**What you have to do:**
Below is a listing from which only part is wanted; return exactly the lines from the one with "OTAFIX 2.5 (2026-09-08) gave both single-button" up to and including the one with "- **Documentation**".

**Input data:**
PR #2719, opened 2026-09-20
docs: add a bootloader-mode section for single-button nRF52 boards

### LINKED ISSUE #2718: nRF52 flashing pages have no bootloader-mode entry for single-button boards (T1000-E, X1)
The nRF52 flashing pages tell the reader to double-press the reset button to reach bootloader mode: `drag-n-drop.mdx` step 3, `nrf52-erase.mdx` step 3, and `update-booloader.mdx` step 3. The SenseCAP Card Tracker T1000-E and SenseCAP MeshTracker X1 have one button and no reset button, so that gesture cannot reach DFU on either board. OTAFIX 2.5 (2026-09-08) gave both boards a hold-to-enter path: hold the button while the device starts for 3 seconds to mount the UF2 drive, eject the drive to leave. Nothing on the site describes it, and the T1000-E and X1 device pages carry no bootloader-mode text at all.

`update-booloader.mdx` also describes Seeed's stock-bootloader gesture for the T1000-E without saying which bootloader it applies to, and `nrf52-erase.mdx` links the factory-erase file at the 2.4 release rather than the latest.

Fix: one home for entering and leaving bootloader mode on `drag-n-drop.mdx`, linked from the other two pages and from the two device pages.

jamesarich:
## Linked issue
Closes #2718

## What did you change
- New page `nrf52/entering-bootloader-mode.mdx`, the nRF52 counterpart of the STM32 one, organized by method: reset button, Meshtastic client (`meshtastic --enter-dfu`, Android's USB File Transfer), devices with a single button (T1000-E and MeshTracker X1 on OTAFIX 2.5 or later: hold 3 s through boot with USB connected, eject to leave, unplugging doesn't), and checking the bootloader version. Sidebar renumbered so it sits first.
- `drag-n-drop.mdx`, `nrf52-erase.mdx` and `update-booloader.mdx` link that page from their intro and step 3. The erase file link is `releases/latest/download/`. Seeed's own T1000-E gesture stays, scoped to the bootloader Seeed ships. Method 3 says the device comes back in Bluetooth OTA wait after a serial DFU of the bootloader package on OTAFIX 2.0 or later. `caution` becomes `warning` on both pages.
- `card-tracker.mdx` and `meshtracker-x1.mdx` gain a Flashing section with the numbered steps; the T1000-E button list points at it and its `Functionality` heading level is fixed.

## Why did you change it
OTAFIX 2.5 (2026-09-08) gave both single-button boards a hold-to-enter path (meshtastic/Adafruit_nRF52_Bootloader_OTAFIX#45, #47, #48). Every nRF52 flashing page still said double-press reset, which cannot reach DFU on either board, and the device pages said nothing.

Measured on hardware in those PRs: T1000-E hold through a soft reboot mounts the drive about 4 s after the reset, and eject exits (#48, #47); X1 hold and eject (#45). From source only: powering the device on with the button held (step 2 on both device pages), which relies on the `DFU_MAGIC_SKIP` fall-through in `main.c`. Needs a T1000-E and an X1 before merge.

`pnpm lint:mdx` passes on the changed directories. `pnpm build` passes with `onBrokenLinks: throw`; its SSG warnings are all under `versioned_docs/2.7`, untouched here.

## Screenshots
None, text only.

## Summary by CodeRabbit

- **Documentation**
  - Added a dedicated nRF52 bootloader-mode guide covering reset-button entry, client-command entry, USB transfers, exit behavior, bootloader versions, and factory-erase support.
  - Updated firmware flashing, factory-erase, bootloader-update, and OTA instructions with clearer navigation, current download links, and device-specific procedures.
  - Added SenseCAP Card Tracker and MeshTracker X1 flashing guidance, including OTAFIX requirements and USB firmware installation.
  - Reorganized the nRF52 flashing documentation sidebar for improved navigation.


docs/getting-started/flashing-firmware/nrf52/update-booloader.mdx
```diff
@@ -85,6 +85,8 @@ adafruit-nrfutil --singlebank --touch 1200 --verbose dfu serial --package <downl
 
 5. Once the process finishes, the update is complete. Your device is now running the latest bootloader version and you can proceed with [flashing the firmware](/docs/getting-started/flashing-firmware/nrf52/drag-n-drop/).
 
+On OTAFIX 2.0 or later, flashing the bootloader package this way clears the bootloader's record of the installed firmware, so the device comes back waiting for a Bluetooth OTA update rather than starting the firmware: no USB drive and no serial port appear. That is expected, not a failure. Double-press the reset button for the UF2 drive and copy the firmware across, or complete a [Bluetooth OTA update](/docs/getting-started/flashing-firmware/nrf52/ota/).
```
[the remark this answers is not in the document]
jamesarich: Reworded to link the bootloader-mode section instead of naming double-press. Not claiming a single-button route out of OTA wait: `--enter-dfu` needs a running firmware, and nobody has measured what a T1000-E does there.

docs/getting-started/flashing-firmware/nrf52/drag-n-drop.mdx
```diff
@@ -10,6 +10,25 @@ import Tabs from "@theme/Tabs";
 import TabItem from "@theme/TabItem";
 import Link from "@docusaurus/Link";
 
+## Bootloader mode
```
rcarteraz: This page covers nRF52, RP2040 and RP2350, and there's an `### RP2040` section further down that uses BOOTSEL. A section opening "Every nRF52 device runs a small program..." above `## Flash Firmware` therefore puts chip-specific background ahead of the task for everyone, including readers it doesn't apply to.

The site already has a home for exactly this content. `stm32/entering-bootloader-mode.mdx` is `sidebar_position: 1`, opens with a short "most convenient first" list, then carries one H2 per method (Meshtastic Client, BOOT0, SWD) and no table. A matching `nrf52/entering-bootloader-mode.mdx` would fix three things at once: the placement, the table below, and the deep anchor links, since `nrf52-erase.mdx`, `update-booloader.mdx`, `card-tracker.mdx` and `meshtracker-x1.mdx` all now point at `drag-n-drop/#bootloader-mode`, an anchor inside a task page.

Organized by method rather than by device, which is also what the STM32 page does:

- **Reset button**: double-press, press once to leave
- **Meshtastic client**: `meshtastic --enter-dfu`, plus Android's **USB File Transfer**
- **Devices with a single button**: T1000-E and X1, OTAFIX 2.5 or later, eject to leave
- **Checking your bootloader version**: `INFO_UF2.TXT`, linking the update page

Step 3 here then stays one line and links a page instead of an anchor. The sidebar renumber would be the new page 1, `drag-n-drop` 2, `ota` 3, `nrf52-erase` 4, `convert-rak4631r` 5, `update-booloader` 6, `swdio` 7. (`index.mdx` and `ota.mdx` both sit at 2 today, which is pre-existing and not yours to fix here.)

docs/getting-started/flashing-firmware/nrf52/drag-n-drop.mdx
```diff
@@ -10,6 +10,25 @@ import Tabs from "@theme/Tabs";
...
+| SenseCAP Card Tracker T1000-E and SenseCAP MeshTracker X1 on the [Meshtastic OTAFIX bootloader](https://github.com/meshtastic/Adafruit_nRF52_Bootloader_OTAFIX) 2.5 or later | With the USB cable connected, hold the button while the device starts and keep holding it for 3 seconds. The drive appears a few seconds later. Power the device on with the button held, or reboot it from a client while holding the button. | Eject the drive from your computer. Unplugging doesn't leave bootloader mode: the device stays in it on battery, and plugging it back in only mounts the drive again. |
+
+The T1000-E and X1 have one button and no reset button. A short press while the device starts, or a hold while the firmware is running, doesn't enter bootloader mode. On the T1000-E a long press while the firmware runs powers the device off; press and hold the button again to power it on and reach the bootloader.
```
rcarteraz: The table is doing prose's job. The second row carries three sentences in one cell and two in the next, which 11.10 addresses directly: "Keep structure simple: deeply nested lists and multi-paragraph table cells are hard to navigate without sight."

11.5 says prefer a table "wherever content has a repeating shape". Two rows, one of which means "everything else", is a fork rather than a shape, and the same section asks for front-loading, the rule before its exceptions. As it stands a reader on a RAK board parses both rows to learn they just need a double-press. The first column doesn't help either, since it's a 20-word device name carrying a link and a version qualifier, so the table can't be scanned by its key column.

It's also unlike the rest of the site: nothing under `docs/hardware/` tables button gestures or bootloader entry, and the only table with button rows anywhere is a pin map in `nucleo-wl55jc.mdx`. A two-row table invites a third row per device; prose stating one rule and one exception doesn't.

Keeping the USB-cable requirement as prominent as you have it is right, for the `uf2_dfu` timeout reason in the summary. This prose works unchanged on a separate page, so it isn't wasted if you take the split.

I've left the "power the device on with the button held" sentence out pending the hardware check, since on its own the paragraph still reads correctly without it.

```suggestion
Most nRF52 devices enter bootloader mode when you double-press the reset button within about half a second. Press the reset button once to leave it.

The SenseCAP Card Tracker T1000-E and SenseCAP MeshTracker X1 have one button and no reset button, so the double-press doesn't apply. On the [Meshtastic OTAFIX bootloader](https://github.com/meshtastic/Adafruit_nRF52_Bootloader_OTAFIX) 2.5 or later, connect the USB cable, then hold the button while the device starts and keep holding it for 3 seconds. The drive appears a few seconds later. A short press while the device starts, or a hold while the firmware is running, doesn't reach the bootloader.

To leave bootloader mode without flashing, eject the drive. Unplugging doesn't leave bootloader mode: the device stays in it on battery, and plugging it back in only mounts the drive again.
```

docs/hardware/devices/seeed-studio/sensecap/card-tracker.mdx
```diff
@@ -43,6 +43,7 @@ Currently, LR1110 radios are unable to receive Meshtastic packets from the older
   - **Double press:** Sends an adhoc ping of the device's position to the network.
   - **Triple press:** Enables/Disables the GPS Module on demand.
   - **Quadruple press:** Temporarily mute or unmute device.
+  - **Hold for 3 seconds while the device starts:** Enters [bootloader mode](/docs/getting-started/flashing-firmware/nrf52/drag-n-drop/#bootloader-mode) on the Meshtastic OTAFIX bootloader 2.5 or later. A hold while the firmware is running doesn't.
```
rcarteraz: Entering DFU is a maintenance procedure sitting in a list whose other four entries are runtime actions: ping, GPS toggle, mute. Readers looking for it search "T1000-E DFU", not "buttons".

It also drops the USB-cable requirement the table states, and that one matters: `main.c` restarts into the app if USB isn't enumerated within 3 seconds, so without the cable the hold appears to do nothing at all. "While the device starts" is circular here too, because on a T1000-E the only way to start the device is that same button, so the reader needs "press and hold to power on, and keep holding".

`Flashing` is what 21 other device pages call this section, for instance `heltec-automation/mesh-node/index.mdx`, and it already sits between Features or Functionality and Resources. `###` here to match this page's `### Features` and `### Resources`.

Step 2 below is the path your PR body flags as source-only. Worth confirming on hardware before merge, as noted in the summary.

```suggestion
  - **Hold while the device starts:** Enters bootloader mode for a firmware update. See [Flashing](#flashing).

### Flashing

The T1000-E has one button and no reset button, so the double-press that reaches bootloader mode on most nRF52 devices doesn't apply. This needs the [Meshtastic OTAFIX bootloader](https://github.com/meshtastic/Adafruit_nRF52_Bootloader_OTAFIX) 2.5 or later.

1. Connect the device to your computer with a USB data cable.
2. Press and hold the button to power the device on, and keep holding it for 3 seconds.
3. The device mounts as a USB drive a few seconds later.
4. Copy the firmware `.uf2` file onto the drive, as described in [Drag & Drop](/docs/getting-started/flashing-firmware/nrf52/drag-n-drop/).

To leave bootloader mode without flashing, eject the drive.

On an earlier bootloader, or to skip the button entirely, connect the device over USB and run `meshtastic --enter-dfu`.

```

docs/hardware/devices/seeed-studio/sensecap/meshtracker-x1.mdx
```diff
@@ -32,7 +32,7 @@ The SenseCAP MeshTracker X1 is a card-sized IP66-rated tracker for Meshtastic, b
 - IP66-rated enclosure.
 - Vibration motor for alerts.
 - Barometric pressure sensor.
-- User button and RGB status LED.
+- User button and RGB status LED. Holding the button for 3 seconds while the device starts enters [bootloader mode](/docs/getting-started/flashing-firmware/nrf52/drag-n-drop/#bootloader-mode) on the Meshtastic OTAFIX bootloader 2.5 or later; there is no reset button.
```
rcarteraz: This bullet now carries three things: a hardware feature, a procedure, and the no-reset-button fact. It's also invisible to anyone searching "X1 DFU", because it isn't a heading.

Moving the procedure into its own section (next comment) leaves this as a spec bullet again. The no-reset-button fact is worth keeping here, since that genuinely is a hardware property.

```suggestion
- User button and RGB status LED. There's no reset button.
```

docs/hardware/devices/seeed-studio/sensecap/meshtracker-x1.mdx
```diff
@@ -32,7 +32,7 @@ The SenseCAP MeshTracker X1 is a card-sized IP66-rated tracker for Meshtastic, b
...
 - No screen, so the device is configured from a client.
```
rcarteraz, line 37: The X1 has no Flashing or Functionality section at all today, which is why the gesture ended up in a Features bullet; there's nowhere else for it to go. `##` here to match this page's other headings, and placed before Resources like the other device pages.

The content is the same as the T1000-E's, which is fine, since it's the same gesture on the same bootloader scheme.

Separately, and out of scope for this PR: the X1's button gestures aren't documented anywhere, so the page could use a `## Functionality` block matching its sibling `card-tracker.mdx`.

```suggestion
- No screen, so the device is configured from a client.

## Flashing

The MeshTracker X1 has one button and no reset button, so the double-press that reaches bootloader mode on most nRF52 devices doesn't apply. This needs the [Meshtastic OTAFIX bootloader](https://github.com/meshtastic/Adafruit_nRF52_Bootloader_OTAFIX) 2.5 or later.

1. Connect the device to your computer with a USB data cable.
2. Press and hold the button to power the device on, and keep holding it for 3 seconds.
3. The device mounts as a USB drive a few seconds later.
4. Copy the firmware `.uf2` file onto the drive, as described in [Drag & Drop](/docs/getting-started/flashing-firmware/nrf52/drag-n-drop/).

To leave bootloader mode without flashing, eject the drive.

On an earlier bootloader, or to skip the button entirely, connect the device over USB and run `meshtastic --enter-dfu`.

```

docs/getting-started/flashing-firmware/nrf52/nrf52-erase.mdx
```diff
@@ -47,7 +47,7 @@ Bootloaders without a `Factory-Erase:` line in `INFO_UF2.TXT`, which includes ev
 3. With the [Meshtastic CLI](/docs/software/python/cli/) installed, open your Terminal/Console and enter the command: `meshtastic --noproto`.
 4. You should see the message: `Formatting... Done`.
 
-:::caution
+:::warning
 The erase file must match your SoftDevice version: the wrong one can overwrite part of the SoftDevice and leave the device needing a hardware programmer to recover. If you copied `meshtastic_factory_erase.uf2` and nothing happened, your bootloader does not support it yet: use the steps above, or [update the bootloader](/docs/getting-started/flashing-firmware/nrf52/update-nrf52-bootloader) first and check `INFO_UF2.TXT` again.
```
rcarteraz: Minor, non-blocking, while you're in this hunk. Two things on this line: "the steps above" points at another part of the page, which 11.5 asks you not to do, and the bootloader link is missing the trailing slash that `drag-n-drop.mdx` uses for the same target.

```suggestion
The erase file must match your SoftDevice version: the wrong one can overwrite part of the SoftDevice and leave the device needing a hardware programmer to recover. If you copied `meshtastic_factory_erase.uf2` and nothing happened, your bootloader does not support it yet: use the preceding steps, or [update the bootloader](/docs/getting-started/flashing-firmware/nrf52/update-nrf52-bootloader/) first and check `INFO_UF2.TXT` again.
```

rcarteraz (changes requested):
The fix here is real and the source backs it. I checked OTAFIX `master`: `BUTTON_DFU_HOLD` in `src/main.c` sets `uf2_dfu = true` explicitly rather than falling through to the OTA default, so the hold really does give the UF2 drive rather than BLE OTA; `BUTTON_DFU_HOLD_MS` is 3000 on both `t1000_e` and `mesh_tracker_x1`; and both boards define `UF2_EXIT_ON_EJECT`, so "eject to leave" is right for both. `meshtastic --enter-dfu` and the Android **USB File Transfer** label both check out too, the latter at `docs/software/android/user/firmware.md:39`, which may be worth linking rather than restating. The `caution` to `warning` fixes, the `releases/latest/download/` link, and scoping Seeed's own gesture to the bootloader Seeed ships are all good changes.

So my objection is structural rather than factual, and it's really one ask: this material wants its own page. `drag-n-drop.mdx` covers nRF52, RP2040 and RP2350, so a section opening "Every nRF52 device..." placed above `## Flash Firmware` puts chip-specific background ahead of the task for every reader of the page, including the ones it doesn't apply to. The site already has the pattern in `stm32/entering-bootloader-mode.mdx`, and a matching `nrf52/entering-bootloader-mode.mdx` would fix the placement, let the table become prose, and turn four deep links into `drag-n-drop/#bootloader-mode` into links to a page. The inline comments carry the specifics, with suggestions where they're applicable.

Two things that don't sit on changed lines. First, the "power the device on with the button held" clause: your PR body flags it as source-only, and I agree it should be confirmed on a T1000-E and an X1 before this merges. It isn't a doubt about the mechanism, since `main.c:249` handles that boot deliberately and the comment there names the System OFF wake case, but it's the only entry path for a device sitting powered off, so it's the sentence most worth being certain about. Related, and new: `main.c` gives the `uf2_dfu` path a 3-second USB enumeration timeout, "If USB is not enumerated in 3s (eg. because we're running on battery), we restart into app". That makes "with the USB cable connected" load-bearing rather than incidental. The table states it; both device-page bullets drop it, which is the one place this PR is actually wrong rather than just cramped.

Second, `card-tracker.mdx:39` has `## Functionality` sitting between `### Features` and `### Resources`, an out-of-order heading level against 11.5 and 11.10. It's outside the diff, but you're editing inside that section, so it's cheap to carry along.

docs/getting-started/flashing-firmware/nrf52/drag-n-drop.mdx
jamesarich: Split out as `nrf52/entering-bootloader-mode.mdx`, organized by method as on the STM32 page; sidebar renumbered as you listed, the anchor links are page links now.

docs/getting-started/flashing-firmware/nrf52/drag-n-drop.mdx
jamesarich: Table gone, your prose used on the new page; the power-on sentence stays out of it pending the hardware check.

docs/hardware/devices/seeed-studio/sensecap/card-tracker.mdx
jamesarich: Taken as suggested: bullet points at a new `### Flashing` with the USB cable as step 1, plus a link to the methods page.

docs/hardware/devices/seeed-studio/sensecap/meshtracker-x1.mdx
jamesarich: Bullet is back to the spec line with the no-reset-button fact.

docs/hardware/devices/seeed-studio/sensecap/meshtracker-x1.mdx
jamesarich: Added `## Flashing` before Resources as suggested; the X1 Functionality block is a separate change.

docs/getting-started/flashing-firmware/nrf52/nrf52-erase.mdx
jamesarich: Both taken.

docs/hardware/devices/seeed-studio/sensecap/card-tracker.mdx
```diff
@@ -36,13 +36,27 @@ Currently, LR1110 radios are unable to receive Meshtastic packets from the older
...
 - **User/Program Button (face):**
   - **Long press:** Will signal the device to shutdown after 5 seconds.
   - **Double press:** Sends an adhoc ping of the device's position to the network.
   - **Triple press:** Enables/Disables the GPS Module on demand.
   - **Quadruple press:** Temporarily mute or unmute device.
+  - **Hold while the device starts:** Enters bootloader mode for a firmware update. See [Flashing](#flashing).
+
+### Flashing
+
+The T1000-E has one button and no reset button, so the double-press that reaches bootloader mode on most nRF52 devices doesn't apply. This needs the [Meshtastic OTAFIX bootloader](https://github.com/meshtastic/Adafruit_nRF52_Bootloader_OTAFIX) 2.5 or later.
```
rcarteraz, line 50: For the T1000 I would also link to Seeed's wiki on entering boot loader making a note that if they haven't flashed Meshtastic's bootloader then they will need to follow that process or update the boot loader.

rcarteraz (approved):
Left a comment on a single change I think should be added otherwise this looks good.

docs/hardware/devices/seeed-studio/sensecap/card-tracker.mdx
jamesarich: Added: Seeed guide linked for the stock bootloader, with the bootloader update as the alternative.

**Response to the task:**
OTAFIX 2.5 (2026-09-08) gave both single-button boards a hold-to-enter path (meshtastic/Adafruit_nRF52_Bootloader_OTAFIX#45, #47, #48). Every nRF52 flashing page still said double-press reset, which cannot reach DFU on either board, and the device pages said nothing.

Measured on hardware in those PRs: T1000-E hold through a soft reboot mounts the drive about 4 s after the reset, and eject exits (#48, #47); X1 hold and eject (#45). From source only: powering the device on with the button held (step 2 on both device pages), which relies on the `DFU_MAGIC_SKIP` fall-through in `main.c`. Needs a T1000-E and an X1 before merge.

`pnpm lint:mdx` passes on the changed directories. `pnpm build` passes with `onBrokenLinks: throw`; its SSG warnings are all under `versioned_docs/2.7`, untouched here.

## Screenshots
None, text only.

## Summary by CodeRabbit

- **Documentation**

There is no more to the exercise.